• [WHAT TO PRODUCE]: The full listing should be set down exactly as it reads.

• [LISTED ENTRIES]:
PR #2936, opened 2025-02-10
CLDC-3806 Update question numbers for sales

kosiakkatrina:


app/models/form/sales/questions/living_before_purchase_years.rb
```diff
@@ -19,5 +19,6 @@ def suffix_label(log)
   QUESTION_NUMBER_FROM_YEAR_AND_OWNERSHIP = {
     2023 => { 1 => 75, 2 => 99 },
     2024 => { 1 => 77, 2 => 101 },
```
carolynbarker: Not part of your change I know, but while reviewing I noticed this doesn't look right for last year - it should be Q100 for 2024-2025 according to the paper form I'm looking at

app/models/form/sales/questions/person_gender_identity.rb
```diff
@@ -22,13 +22,9 @@ def initialize(id, hsh, page, person_index:)
     "R" => { "value" => "Person prefers not to say" },
   }.freeze
 
+  BASE_QUESTION_NUMBERS = { 2023 => 30, 2024 => 32, 2025 => 30 }.freeze
```
carolynbarker, line 25: Is this right? I think these numbers are for ethnicity - they are the same numbers as in `buyer2_ethnic_group.rb`

In the paper forms I have, person 2's gender identity is Q31 in 2024 and Q29 in 2025

app/models/form/sales/questions/person_relationship_to_buyer_1_yes_no.rb
```diff
@@ -25,5 +25,5 @@ def question_number
     base_question_number + (4 * @person_index)
   end
 
-  QUESTION_NUMBER_FROM_YEAR = { 2025 => 30 }.freeze
+  QUESTION_NUMBER_FROM_YEAR = { 2025 => 28 }.freeze
```
carolynbarker: I think Q28 is buyer 2's age and relationship is Q27

app/models/form/sales/questions/person_working_situation.rb
```diff
@@ -63,13 +63,9 @@ def answer_options
     end
   end
 
+  BASE_QUESTION_NUMBERS = { 2023 => 31, 2024 => 33, 2025 => 31 }.freeze
```
carolynbarker, line 66: Again these don't match what I'm expecting from the paper forms - in the 2024 one Q33 is buyer 2 ethnic background and Q35 is buyer 2 working situation, in the 2025 one (on the ticket) Q31 is buyer 2 ethnic background and Q33 is buyer 2 working situation

app/models/form/sales/questions/purchase_price.rb
```diff
@@ -15,6 +15,7 @@ def initialize(id, hsh, page, ownershipsch:)
   QUESTION_NUMBER_FROM_YEAR_AND_OWNERSHIP = {
     2023 => { 2 => 100, 3 => 110 },
     2024 => { 2 => 101, 3 => 111 },
+    2025 => { 2 => 103 },
```
carolynbarker, line 18: I think this is right for discounted ownership. Do we want to include the purchase price questions for shared ownership or staircasing as well?

app/models/form/sales/questions/value.rb
```diff
@@ -8,9 +8,11 @@ def initialize(id, hsh, page)
...
     @prefix = "£"
-    @question_number = QUESTION_NUMBER_FROM_YEAR[form.start_date.year] || QUESTION_NUMBER_FROM_YEAR[QUESTION_NUMBER_FROM_YEAR.keys.max]
+    @question_number = question_number_from_year[form.start_date.year] || question_number_from_year[question_number_from_year.keys.max]
     @top_guidance_partial = "financial_calculations_shared_ownership"
   end
 
-  QUESTION_NUMBER_FROM_YEAR = { 2023 => 88, 2024 => 89 }.freeze
+  def question_number_from_year
+    { 2023 => 88, 2024 => 89, 2025 => subsection.id == "shared_ownership_staircasing_transaction" ? 97 : 80 }
+  end
```
carolynbarker, line 17: Do we want this for discounted ownership?

app/models/form/sales/questions/person_gender_identity.rb
kosiakkatrina: I think we might be looking at different files. This is what I'm seeing for 2025 sales, and the way I'm reading it, person 2 gender is 38, so in `question_number` method below `base_question_number + (4 * @person_index)` == `30 + (4 * 2)` == 38 
image

app/models/form/sales/questions/person_relationship_to_buyer_1_yes_no.rb
kosiakkatrina: Ah, this should be named `BASE_QUESTION_NUMBERS` instead cause we use it for person numbers in `question_number` method above as well. So similarly to the gender number, it would get calculated, so for person 2 it would be 36, person 3 - 40 and so on. I think buyer has separate questions to person questions definitions. A bit confusing!

Updated the constant name tho

app/models/form/sales/questions/person_working_situation.rb
kosiakkatrina: I think same as above

app/models/form/sales/questions/purchase_price.rb
kosiakkatrina: I think this question only ever gets created for discounted ownership. Shared ownership uses `Form::Sales::Questions::Value` for the same question instead. Potentially cause they are/were slightly different questions or pages

app/models/form/sales/questions/value.rb
kosiakkatrina: Ah, this is the same question as `Form::Sales::Questions::PurchasePrice`, which is the discounted ownership one, so this would only show for shared ownership

app/models/form/sales/questions/living_before_purchase_years.rb
kosiakkatrina: Nice spot, updated it now!

app/models/form/sales/questions/person_gender_identity.rb
carolynbarker: Oh I see! Thanks - yes I agree this is correct.

app/models/form/sales/questions/person_relationship_to_buyer_1_yes_no.rb
carolynbarker: Thanks for explaining - yes this is correct too then! Good call on the constant name update

carolynbarker (approved):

• [TASK OUTPUT]:
PR #2936, opened 2025-02-10
CLDC-3806 Update question numbers for sales

kosiakkatrina:


app/models/form/sales/questions/living_before_purchase_years.rb
```diff
@@ -19,5 +19,6 @@ def suffix_label(log)
   QUESTION_NUMBER_FROM_YEAR_AND_OWNERSHIP = {
     2023 => { 1 => 75, 2 => 99 },
     2024 => { 1 => 77, 2 => 101 },
```
carolynbarker: Not part of your change I know, but while reviewing I noticed this doesn't look right for last year - it should be Q100 for 2024-2025 according to the paper form I'm looking at

app/models/form/sales/questions/person_gender_identity.rb
```diff
@@ -22,13 +22,9 @@ def initialize(id, hsh, page, person_index:)
     "R" => { "value" => "Person prefers not to say" },
   }.freeze
 
+  BASE_QUESTION_NUMBERS = { 2023 => 30, 2024 => 32, 2025 => 30 }.freeze
```
carolynbarker, line 25: Is this right? I think these numbers are for ethnicity - they are the same numbers as in `buyer2_ethnic_group.rb`

In the paper forms I have, person 2's gender identity is Q31 in 2024 and Q29 in 2025

app/models/form/sales/questions/person_relationship_to_buyer_1_yes_no.rb
```diff
@@ -25,5 +25,5 @@ def question_number
     base_question_number + (4 * @person_index)
   end
 
-  QUESTION_NUMBER_FROM_YEAR = { 2025 => 30 }.freeze
+  QUESTION_NUMBER_FROM_YEAR = { 2025 => 28 }.freeze
```
carolynbarker: I think Q28 is buyer 2's age and relationship is Q27

app/models/form/sales/questions/person_working_situation.rb
```diff
@@ -63,13 +63,9 @@ def answer_options
     end
   end
 
+  BASE_QUESTION_NUMBERS = { 2023 => 31, 2024 => 33, 2025 => 31 }.freeze
```
carolynbarker, line 66: Again these don't match what I'm expecting from the paper forms - in the 2024 one Q33 is buyer 2 ethnic background and Q35 is buyer 2 working situation, in the 2025 one (on the ticket) Q31 is buyer 2 ethnic background and Q33 is buyer 2 working situation

app/models/form/sales/questions/purchase_price.rb
```diff
@@ -15,6 +15,7 @@ def initialize(id, hsh, page, ownershipsch:)
   QUESTION_NUMBER_FROM_YEAR_AND_OWNERSHIP = {
     2023 => { 2 => 100, 3 => 110 },
     2024 => { 2 => 101, 3 => 111 },
+    2025 => { 2 => 103 },
```
carolynbarker, line 18: I think this is right for discounted ownership. Do we want to include the purchase price questions for shared ownership or staircasing as well?

app/models/form/sales/questions/value.rb
```diff
@@ -8,9 +8,11 @@ def initialize(id, hsh, page)
...
     @prefix = "£"
-    @question_number = QUESTION_NUMBER_FROM_YEAR[form.start_date.year] || QUESTION_NUMBER_FROM_YEAR[QUESTION_NUMBER_FROM_YEAR.keys.max]
+    @question_number = question_number_from_year[form.start_date.year] || question_number_from_year[question_number_from_year.keys.max]
     @top_guidance_partial = "financial_calculations_shared_ownership"
   end
 
-  QUESTION_NUMBER_FROM_YEAR = { 2023 => 88, 2024 => 89 }.freeze
+  def question_number_from_year
+    { 2023 => 88, 2024 => 89, 2025 => subsection.id == "shared_ownership_staircasing_transaction" ? 97 : 80 }
+  end
```
carolynbarker, line 17: Do we want this for discounted ownership?

app/models/form/sales/questions/person_gender_identity.rb
kosiakkatrina: I think we might be looking at different files. This is what I'm seeing for 2025 sales, and the way I'm reading it, person 2 gender is 38, so in `question_number` method below `base_question_number + (4 * @person_index)` == `30 + (4 * 2)` == 38 
image

app/models/form/sales/questions/person_relationship_to_buyer_1_yes_no.rb
kosiakkatrina: Ah, this should be named `BASE_QUESTION_NUMBERS` instead cause we use it for person numbers in `question_number` method above as well. So similarly to the gender number, it would get calculated, so for person 2 it would be 36, person 3 - 40 and so on. I think buyer has separate questions to person questions definitions. A bit confusing!

Updated the constant name tho

app/models/form/sales/questions/person_working_situation.rb
kosiakkatrina: I think same as above

app/models/form/sales/questions/purchase_price.rb
kosiakkatrina: I think this question only ever gets created for discounted ownership. Shared ownership uses `Form::Sales::Questions::Value` for the same question instead. Potentially cause they are/were slightly different questions or pages

app/models/form/sales/questions/value.rb
kosiakkatrina: Ah, this is the same question as `Form::Sales::Questions::PurchasePrice`, which is the discounted ownership one, so this would only show for shared ownership

app/models/form/sales/questions/living_before_purchase_years.rb
kosiakkatrina: Nice spot, updated it now!

app/models/form/sales/questions/person_gender_identity.rb
carolynbarker: Oh I see! Thanks - yes I agree this is correct.

app/models/form/sales/questions/person_relationship_to_buyer_1_yes_no.rb
carolynbarker: Thanks for explaining - yes this is correct too then! Good call on the constant name update

carolynbarker (approved):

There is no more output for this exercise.